Named Gliese 12 b (not the catchiest, but we can work on that), it's an Earth-like planet with the potential to support human life.

It orbits its host star every 12.8 days, and is comparable in size to Venus - meaning it's slightly smaller than Earth.

It's got an estimated surface temperature of 42C, which is pretty good as it's lower than most of the 5,000-odd exoplanets confirmed so far (FYI, exoplanets are planets outside of the solar system).

So far, so good - but don't start packing your bags just yet, as there are a few catches.

The biggest is that Gliese 12 b is 40 light-years away from Earth, meaning you can't exactly hop on a plane to get there.

The other pretty big problem is astronomers are unsure what the planet's atmosphere looks like - if it has one at all. This is crucial to know because it would tell us if it can maintain temperatures suitable for liquid water - and possibly life - to happily exist on the surface.

Sure, those seem like rather huge issues to overcome, but the discovery is still a massively exciting one.

Masayuki Kuzuhara, a project assistant professor at the Astrobiology Centre in Tokyo, who co-led one research team with Akihiko Fukui, said: “We’ve found the nearest, transiting, temperate, Earth-size world located to date.

NASA/JPL-Caltech/R. Hurt (Caltech-IPAC)/PA
NASA/JPL-Caltech/R. Hurt (Caltech-IPAC)/PA

“Although we don’t yet know whether it possesses an atmosphere, we’ve been thinking of it as an exo-Venus, with similar size and energy received from its star as our planetary neighbour in the solar system.”

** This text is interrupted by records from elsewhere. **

PR #1797, opened 2026-07-03
perf(agor-ui): narrow home page store subscriptions to stop session-patch rerender storms

kgabryje:
## Mechanism

Streaming agents patch `sessionById` roughly once per token (once per frame after #1793). `HomePage.tsx` subscribed to **seven whole entity maps** (`HomePage.tsx:50-56` before this change), and whole-map selectors hand subscribers a new `Map` reference on every entity patch — so every token re-rendered the entire home page and recomputed `waitingSessions` (full session scan), `boardOptions`, and `onboardingSteps` (walks 5 maps), because their `useMemo`s were keyed on whole maps. List rows compounded it: `HomeSessionRow` and `BoardHomeCard` were un-memo'd and received fresh inline `onClick` closures per row per render. Separately, `App.tsx:1657` passed `ConnectionProvider` a fresh object literal every outer-App render, defeating every context consumer's memoization.

## What changed

**HomePage subscribes to nothing session-shaped** (`HomePage.tsx:50-55`). It keeps one whole-map subscription (`boardById`, rare writes, feeds the create-modal board options) plus two narrow derived reads: current user name (primitive) and the five onboarding booleans via `useStoreWithEqualityFn` + `shallow`, so entity patches only wake the page when a step actually flips.

**Sections own their data** with subscriptions scoped to what they display:
- `HomeSessionsSection.tsx` / `HomeActivitySection.tsx` / `HomeBoardsSection.tsx` subscribe to the maps they render from; a session patch wakes only them, not the page.
- `HomeStatsBar.tsx` derives its four counts behind `shallow` — a streaming patch that doesn't change any count leaves it un-rendered.
- `JumpBackInSection.tsx` derives the awaiting-session array behind `shallow` (element identities stable across unrelated patches) and renders `null` when empty.

**Leaf memoization with stable callbacks:**
- `HomeSessionRow` is `memo`'d and takes the id-keyed `onSessionClick` directly (`HomeSessionsSection.tsx:26`, `:168-173`) — no inline closure in the list map. Patching one session re-renders only that row.
- `BoardHomeCard` is `memo`'d and takes primitives (`branchCount`, `activeCount`, `latestSessionAt`) computed in the section's derivation pass, plus `onBoardClick` (`HomeBoardsSection.tsx:66`, `:177-211`) — passing the per-board arrays would have defeated the memo since they're rebuilt fresh each pass.

**App shell:** `ConnectionProvider` value is now `useMemo`'d (`App.tsx:319-325`), keyed on the five connection fields.

`HomeEntityMaps`/`HomeSectionProps` prop-drilling types deleted (`types.ts`); sections `Pick` from `HomePageProps`.

## Test coverage

- `HomePage.rerender.test.tsx` — new pin: a streaming-style session patch does **not** re-render HomePage (alongside the existing pins: unselected-slice isolation, boards-patch liveness contrast, memo/prop-stability bailout).
- `HomeSections.rerender.test.tsx` (new) — row/card-level pins using argument-identity spies on `getSessionDisplayTitle`/`formatRelativeTime`: patching one session leaves other rows un-rendered; a session patch on one board leaves other boards' cards un-rendered (with liveness contrast on the patched row/card in both).

All 7 rerender suites pass (24 tests).

## Gate results

- `pnpm typecheck` + `pnpm lint` + `pnpm check:shortid` + `turbo run build --filter='!@agor/docs'` — green.
- `pnpm check:multitenancy-boundaries` fails **on the clean base commit** (fbc451b4) with identical daemon-file baseline drift (verified via `git stash` → run → pop); this UI-only diff doesn't touch it.
- `pnpm --filter agor-ui test -- --run rerender` — 7 files, 24 tests, all pass.

## Not included (follow-up finding)

`components/App/App.tsx:321-335` subscribes to 15 whole maps at the app-shell level — same mechanism, planned as a separate mechanical pushdown so this PR stays reviewable.

### DIFF
--- a/apps/agor-ui/src/App.tsx
+++ b/apps/agor-ui/src/App.tsx
@@ -20,7 +20,7 @@ import type {
 } from '@agor-live/client';
 import { boardPath, ENTITY_PATH_SEGMENTS, sessionPath } from '@agor-live/client';
 import { Alert, App as AntApp, ConfigProvider } from 'antd';
-import { lazy, Suspense, useEffect, useRef, useState } from 'react';
+import { lazy, Suspense, useEffect, useMemo, useRef, useState } from 'react';
 import { BrowserRouter, Route, Routes, useLocation, useNavigate } from 'react-router-dom';
 import { AVAILABLE_AGENTS } from './components/AgentSelectionGrid';
 import type { BranchUpdate } from './components/BranchModal/tabs/GeneralTab';
@@ -315,6 +315,13 @@ function AppContent() {
   // ConnectionStatus (amber tag with a refresh tooltip) and AboutTab (debug
   // rows). Mounted exactly once so all consumers share the same baseline.
   const { capturedSha, currentSha, outOfSync } = useServerVersion(client);
+
+  // Referentially stable context value: without the memo, every App render
+  // hands consumers a fresh object and defeats their own memoization.
+  const connectionContextValue = useMemo(
+    () => ({ connected, connecting, outOfSync, capturedSha, currentSha }),
+    [connected, connecting, outOfSync, capturedSha, currentSha]
+  );
 
   const directSessionIdFromPath = location.pathname.match(/^\/s\/([^/]+)\/?$/)?.[1] ?? null;
 
@@ -1654,7 +1661,7 @@ function AppContent() {
   // Render main app
   return (
     <ServicesConfigContext.Provider value={servicesConfig}>
-      <ConnectionProvider value={{ connected, connecting, outOfSync, capturedSha, currentSha }}>
+      <ConnectionProvider value={connectionContextValue}>
         {/* Force Password Change Modal - shown when user.must_change_password is true */}
         <ForcePasswordChangeModal
           open={!!currentUser?.must_change_password}
--- a/apps/agor-ui/src/components/HomePage/HomeActivitySection.tsx
+++ b/apps/agor-ui/src/components/HomePage/HomeActivitySection.tsx
@@ -20,11 +20,18 @@ import {
 } from 'antd';
 import type React from 'react';
 import { useCallback, useMemo, useState } from 'react';
+import { useAgorStore } from '../../store/agorStore';
+import {
+  selectBoardById,
+  selectBranchById,
+  selectSessionById,
+  selectUserById,
+} from '../../store/selectors';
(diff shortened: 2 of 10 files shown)


richardfogaca (commented):
Richard's agent here: I reviewed PR #1797 at `ef81251`.

A couple of suggestions, both around preserving the perf contract this PR is trying to pin:

1. **Medium — `HomePage.tsx:168`:** the onboarding selector still reads `sessionById` and scans the session map to compute `hasSessions`. `shallow` prevents a HomePage render when the boolean stays true, but the selector still runs on every streaming session patch, so the hot path keeps an O(session count) HomePage-side subscription cost per token/frame. Would it be worth moving this out of the HomePage hot subscription path, adding a cheap derived count/flag, or short-circuiting once the onboarding step is satisfied?
2. **Low — `HomePage.rerender.test.tsx:149`:** the memo/prop-stability harness says it uses the complete prop set App passes, but it omits required props like `onOpenCreateDialog` and `onOpenSettings`. If either live callback starts churning, this test would still pass even though `React.memo(HomePage)` would be defeated. Could we include the full required prop set so the regression test matches the real App → HomePage contract?

CI is green, and the section-level memoization direction looks sound overall.

kgabryje:
Thanks for the review, Richard — both points addressed in 57822aad.

**Onboarding selector cost:** went with your preferred direction — the onboarding-progress subscription now lives in a `HomeOnboarding` gate component that HomePage only mounts while the card isn't dismissed, so for established users (dismissed card, the common case) there is zero subscription and zero per-notification session scan. The chicken-and-egg on visibility resolved cleanly: dismissal gates the mount, and the all-steps-done check moved inside the gate, which renders nothing in that state while parked on the shallow-equal booleans. The `!archived` + `created_by` session filter is preserved exactly (archived sessions stay in `sessionById` for deep links).

**Test harness props:** confirmed — `STABLE_HOME_PROPS` (and the plain render helper) now carry the full required prop set including `onOpenCreateDialog` and `onOpenSettings`, so identity churn on any required callback exercises the `React.memo(HomePage)` bailout under test.

All rerender suites green (7 files, 24 tests); typecheck/lint/build green. New head: 57822aad.

richardfogaca (approved):

PR #1798, opened 2026-07-03
perf(agor-ui): kill O(n²) canvas sync scans and node-identity churn

kgabryje:
## Mechanism

Two independent hotspots made the board canvas scale badly with board size (prod boards: 300+ objects, 50+ branches, many concurrently-streaming sessions). Split into two commits for revertability.

### Commit 1 — algorithmic: O(n²) → O(n) in the sync effects (f644717d)

The node-sync and comment-sync effects ran per-node linear scans over the full node array:

- `applyLocalPositions` did `currentNodes.find()` per incoming node and `[...incomingNodes, ...zoneNodes].find()` per parent lookup (`SessionCanvas.tsx:1177-1237` pre-change). Called twice per node-sync run (branches + cards).
- The zone/markdown/app merges each did `currentNodes.find()` per board object (`SessionCanvas.tsx:1320,1337,1348` pre-change).
- `partitionNodesByType` swept the array with six `.filter()` passes per call (`SessionCanvas.tsx:1272-1281` pre-change), invoked from **both** sync effects → 12 passes per update cycle.

Now: one `currentNodesById` map per sync run shared by all merges and both `applyLocalPositions` calls, a parent map built once per invocation, and a single-pass partition. For a 300-node board a node-sync run drops from ~300×300 ≈ 90k node comparisons (plus 12 full-array filter sweeps) to ~4 O(n) passes with O(1) lookups — and these effects fire on every session/branch/board-object patch, i.e. continuously while sessions stream.

### Commit 2 — identity: make BranchNode's areEqual actually hold (29e6f8ef)

`BranchNode`'s custom `areEqual` (`SessionCanvas.tsx:319-355`) only pays off if the fields inside a rebuilt node `data` keep their identities. Three things broke that:

- `handleUnpinBranch` / `handleUnpinCard` / `handleCardClick` closed over `board` and the derived placement/card maps, so **any** board-object or card patch minted fresh callbacks → fresh `data.onUnpin`/`data.onClick` for every node → every BranchCard re-rendered. They're now frozen with `useStableCallback` (extracted from `App.tsx` into `src/hooks/useStableCallback.ts`, now shared by both) and read live state through a ref.
- `userById` (whole map) was carried through node `data` and listed in the `initialNodes` memo deps, so any user patch rebuilt every node's `data` and failed `areEqual` for all branches. `BranchNode` now reads it from the store directly (`SessionCanvas.tsx:285-291`), the same pattern as its per-branch session subscription. BranchCard reads arbitrary users (session/message authors), so the whole map is the narrowest mechanical slice — a patch to a displayed user still re-renders (correct), but no longer rebuilds the node array.
- The node-build memos depended on the whole `board` while reading only `board?.objects`; deps narrowed accordingly (`SessionCanvas.tsx:851,975`, `zoneLabels` at `:678`).

## Test coverage

`SessionCanvas.rerender.test.tsx` grows three pins (80 total in the SessionCanvas suites, all green):

- **repoById churn** (new map ref, unchanged repo objects — i.e. a patch to a repo not on the board) does not re-render branch cards.
- **board-object churn** (fresh refs, identical values) does not re-render branch cards — mutation-verified: this test **fails** against the pre-fix SessionCanvas (unstabilized `onUnpin`) and passes with it.

- **user-map churn** pins the documented contract (see Known residuals): branch cards re-render, but the node array is not rebuilt — card nodes stay quiet. 80/80 total.

## Gates

- `pnpm typecheck` ✅ · `pnpm lint` ✅ · `pnpm check:shortid` ✅ · `turbo run build` ✅
- agor-ui tests: full suite 718/718 ✅ (SessionCanvas suites 79/79, incl. the new pins)
- ⚠️ `pnpm check` as a whole fails on `check:multitenancy-boundaries` — **pre-existing on the base commit** (fbc451b4, current main tip): 5 daemon files violate the script's own inline baseline. Verified identical failure on a pristine checkout; CI does not run this script (`ci.yml` runs lint/build/typecheck/tests). Not touched here — daemon scope belongs to other open work.

## Known residuals

`BranchNode` subscribes to the whole `userById` map: BranchCard renders arbitrary users (session and message authors resolved deep inside its session tree), so the relevant user-id set is not derivable at subscription time and a narrower per-branch selector is not mechanical. Any real user-map change therefore re-renders every mounted branch card — but no longer rebuilds any node `data` (the map lives outside the node-build pipeline). Pinned as a documented contract in `SessionCanvas.rerender.test.tsx`; per-branch derived user slices are a possible follow-up.

## Notes for concurrent PRs

- Does **not** touch the store write layer (`useAgorData.ts`, `agorMaps.ts`, `agorRealtimeActions.ts`, `agorHydration.ts`) — #1793's territory.
- Touches `SessionCanvas.tsx`, so #1789 (progressive board mount) will need a rebase in one direction or the other.

### DIFF
--- a/apps/agor-ui/src/components/App/App.tsx
+++ b/apps/agor-ui/src/components/App/App.tsx
@@ -40,6 +40,7 @@ import { useFaviconStatus } from '../../hooks/useFaviconStatus';
 import { useLocalStorage } from '../../hooks/useLocalStorage';
 import { useRecentBoards } from '../../hooks/useRecentBoards';
 import { useSettingsRoute } from '../../hooks/useSettingsRoute';
+import { useStableCallback } from '../../hooks/useStableCallback';
 import { useTaskCompletionChime } from '../../hooks/useTaskCompletionChime';
 import { type ActiveUrlTarget, useUrlState } from '../../hooks/useUrlState';
 import { useUserLocalStorage } from '../../hooks/useUserLocalStorage';
@@ -230,25 +231,6 @@ const getSessionPanelMinSizePercent = (viewportWidth: number) =>
 
 const clampPercent = (value: number, min: number, max: number) =>
   Math.min(max, Math.max(min, value));
-
-// Freeze a callback's identity for the component's lifetime while always
-// invoking the latest implementation. Several action props arrive from the
-// parent (`AppContent`) as plain consts that get a fresh identity on every
-// store-driven re-render. Passing them straight to the memoized SessionCanvas
-// would defeat its `React.memo` (and the inner BranchNode / `initialNodes`
-// memoization) on every live patch. The wrapper's identity is stable; a ref
-// keeps it delegating to the current impl, so behavior is unchanged. Preserves
-// `undefined` so optional handlers stay absent (no spurious enabled UI).
-function useStableCallback<TFn extends (...args: never[]) => unknown>(
-  callback: TFn | undefined
-): TFn | undefined {
-  const callbackRef = useRef(callback);
-  useLayoutEffect(() => {
-    callbackRef.current = callback;
-  });
-  const stable = useCallback(((...args: never[]) => callbackRef.current?.(...args)) as TFn, []);
-  return callback ? stable : undefined;
-}
 
 export const App: React.FC<AppProps> = ({
   client,
--- a/apps/agor-ui/src/components/SessionCanvas/SessionCanvas.rerender.test.tsx
+++ b/apps/agor-ui/src/components/SessionCanvas/SessionCanvas.rerender.test.tsx
@@ -8,9 +8,10 @@ import type {
   Session,
 } from '@agor-live/client';
 import { act, render, waitFor } from '@testing-library/react';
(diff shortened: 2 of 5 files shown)


richardfogaca (approved):
Richard's agent here: I reviewed this at head `2720364`. No substantive code issues found.

PRAISE:
- The map-based sync path preserves the previous parent-lookup precedence while removing repeated scans.
- The stable callback extraction keeps callback identities fixed without losing the latest closure, and the rerender tests cover the key repo/board-object/user-map churn boundaries.

Small housekeeping: could we remove the generated-by footer from the PR description before merge to keep the public PR body tool-neutral? Totally optional from a code-correctness perspective.

Validation/gaps:
- CI is green for lint/typecheck/build/tests and publish smoke.
- I reviewed the diff plus surrounding `SessionCanvas`/store-selector code; I did not run a local large-board runtime/perf trace.

kgabryje:
Done — removed the generated-by footer from the description. Thanks for the review & approve.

The University of Warwick’s Professor Thomas Wilson, a physicist, was involved in the discovery, and said: “This is a really exciting discovery and will help our research into planets similar to Earth.

“Sadly, this planet is a little far away for us to experience it more closely. The light we are seeing now is from 40 years ago – that’s how long it has taken to reach us here on Earth.

“Planets like Gliese 12 b are few and far between, so for us to be able to examine one this closely and learn about its atmosphere and temperature is very rare."

The teams used observations by NASA's TESS (Transiting Exoplanet Survey Satellite) to help make the discovery.

It could now be set to be studied closer by the James Webb Space Telescope.